WORK TO BE COMPLETED
Within these entries, which lines include the string "Beta"? Copy each one.

======== MATERIAL FOR THIS EXERCISE

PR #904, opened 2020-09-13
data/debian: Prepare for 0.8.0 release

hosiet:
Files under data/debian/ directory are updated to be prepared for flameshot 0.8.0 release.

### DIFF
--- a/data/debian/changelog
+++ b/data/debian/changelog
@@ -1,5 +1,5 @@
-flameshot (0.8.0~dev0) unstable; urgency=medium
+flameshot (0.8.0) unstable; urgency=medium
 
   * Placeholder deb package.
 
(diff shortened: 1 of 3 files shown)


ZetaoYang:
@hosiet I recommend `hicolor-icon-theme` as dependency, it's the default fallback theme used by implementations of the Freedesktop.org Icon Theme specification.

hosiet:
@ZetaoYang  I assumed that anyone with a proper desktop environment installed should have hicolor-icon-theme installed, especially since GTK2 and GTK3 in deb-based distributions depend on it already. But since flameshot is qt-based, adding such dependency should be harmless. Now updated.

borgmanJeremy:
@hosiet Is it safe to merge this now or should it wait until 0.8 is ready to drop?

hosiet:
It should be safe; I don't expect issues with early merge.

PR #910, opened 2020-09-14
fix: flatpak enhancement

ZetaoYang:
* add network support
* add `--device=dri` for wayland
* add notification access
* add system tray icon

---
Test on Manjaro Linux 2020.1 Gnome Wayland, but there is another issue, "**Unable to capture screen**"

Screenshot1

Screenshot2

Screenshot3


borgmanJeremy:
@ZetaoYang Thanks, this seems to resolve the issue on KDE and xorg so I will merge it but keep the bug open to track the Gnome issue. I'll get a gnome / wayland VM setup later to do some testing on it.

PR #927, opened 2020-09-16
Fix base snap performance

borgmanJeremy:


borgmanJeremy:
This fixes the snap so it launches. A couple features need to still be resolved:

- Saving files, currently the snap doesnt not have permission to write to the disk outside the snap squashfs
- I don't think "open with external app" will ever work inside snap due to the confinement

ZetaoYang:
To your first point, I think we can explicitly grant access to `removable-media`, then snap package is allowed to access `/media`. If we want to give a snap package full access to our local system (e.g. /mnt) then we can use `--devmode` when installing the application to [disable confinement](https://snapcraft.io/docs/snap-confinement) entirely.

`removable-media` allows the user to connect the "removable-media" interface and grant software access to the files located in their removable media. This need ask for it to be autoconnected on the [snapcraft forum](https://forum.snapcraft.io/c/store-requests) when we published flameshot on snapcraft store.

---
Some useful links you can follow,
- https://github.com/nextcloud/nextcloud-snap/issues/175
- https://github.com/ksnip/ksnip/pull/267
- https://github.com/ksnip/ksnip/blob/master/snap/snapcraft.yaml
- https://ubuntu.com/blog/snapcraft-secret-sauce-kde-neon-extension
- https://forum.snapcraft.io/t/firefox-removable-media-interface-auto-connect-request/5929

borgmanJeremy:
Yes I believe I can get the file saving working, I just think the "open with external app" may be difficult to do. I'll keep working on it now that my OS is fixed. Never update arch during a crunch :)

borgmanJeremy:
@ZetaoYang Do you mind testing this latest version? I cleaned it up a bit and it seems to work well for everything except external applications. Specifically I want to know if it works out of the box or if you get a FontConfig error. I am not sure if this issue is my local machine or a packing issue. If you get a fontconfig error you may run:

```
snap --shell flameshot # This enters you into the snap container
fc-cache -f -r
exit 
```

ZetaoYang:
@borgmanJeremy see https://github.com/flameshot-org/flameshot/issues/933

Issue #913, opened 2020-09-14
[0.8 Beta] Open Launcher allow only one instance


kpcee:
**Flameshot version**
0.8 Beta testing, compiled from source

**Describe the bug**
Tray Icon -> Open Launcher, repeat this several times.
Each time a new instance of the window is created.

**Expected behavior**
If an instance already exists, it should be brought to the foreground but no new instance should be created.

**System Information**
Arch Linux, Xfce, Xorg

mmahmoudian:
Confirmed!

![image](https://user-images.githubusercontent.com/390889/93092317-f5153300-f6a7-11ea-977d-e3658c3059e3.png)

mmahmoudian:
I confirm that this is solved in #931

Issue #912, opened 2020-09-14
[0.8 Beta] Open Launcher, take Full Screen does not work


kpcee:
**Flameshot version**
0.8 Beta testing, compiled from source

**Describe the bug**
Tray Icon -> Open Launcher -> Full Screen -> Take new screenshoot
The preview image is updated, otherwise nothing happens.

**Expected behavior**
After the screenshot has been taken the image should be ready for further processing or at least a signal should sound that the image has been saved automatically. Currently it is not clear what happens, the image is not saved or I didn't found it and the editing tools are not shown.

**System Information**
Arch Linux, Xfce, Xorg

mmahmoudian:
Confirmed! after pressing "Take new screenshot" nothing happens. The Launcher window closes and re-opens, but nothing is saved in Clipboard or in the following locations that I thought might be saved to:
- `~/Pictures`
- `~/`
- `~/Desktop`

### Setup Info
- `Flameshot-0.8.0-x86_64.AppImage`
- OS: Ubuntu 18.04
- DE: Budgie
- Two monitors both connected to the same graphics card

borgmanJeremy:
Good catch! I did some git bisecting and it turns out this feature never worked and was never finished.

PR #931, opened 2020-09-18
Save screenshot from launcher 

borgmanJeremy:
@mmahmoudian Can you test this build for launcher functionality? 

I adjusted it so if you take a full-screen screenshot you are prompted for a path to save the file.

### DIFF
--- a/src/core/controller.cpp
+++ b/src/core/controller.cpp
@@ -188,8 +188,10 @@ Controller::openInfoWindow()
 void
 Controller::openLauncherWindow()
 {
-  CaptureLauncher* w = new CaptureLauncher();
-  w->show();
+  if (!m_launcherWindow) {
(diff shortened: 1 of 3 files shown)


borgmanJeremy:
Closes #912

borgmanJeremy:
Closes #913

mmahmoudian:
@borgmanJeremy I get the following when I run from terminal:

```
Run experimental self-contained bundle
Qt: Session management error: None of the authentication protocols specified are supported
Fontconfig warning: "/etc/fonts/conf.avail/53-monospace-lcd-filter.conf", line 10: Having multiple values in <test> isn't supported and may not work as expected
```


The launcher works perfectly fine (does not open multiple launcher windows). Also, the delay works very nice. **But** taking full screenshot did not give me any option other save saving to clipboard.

================
======== MATERIAL FOR THIS EXERCISE

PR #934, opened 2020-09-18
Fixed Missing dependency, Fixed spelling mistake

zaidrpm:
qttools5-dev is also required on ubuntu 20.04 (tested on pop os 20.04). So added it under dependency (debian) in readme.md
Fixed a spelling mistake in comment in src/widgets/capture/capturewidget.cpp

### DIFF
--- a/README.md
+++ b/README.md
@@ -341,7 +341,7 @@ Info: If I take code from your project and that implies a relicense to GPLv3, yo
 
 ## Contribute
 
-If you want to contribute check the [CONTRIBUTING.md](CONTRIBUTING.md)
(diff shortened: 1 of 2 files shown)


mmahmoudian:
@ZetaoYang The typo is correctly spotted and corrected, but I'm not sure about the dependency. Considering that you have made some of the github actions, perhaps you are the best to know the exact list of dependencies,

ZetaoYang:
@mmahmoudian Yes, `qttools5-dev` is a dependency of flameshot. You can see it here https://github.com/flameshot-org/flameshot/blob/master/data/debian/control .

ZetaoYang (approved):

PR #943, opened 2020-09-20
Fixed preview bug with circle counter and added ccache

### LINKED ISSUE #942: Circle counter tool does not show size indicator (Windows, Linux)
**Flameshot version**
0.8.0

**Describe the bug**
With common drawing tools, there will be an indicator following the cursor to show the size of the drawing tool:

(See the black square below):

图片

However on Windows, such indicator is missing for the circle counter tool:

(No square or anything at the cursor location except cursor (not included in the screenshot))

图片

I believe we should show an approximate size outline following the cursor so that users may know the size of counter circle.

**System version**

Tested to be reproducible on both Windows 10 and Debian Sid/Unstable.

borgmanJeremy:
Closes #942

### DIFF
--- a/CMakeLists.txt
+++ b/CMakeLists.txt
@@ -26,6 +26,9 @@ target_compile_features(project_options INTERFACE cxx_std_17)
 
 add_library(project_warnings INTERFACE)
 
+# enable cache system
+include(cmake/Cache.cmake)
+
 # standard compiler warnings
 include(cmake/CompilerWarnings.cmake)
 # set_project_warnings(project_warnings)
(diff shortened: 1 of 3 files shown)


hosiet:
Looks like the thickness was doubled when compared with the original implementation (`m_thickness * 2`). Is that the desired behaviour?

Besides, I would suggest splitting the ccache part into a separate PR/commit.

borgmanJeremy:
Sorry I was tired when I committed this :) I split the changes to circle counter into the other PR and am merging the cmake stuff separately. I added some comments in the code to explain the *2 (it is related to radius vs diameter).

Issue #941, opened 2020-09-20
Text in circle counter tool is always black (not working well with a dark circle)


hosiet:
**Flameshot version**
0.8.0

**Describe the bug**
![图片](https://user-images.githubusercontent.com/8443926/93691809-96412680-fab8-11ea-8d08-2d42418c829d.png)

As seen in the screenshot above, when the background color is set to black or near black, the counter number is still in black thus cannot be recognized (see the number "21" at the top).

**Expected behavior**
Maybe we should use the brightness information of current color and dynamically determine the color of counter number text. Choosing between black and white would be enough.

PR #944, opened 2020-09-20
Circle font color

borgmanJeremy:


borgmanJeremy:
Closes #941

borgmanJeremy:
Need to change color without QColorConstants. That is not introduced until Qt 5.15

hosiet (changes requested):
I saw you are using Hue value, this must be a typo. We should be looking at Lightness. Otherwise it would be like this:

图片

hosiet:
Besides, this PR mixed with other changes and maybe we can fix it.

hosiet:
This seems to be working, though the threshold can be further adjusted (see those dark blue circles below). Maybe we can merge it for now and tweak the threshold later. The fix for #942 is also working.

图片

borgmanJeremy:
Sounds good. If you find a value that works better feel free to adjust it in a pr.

================

SOLUTION
[0.8 Beta] Open Launcher allow only one instance
0.8 Beta testing, compiled from source
[0.8 Beta] Open Launcher, take Full Screen does not work
0.8 Beta testing, compiled from source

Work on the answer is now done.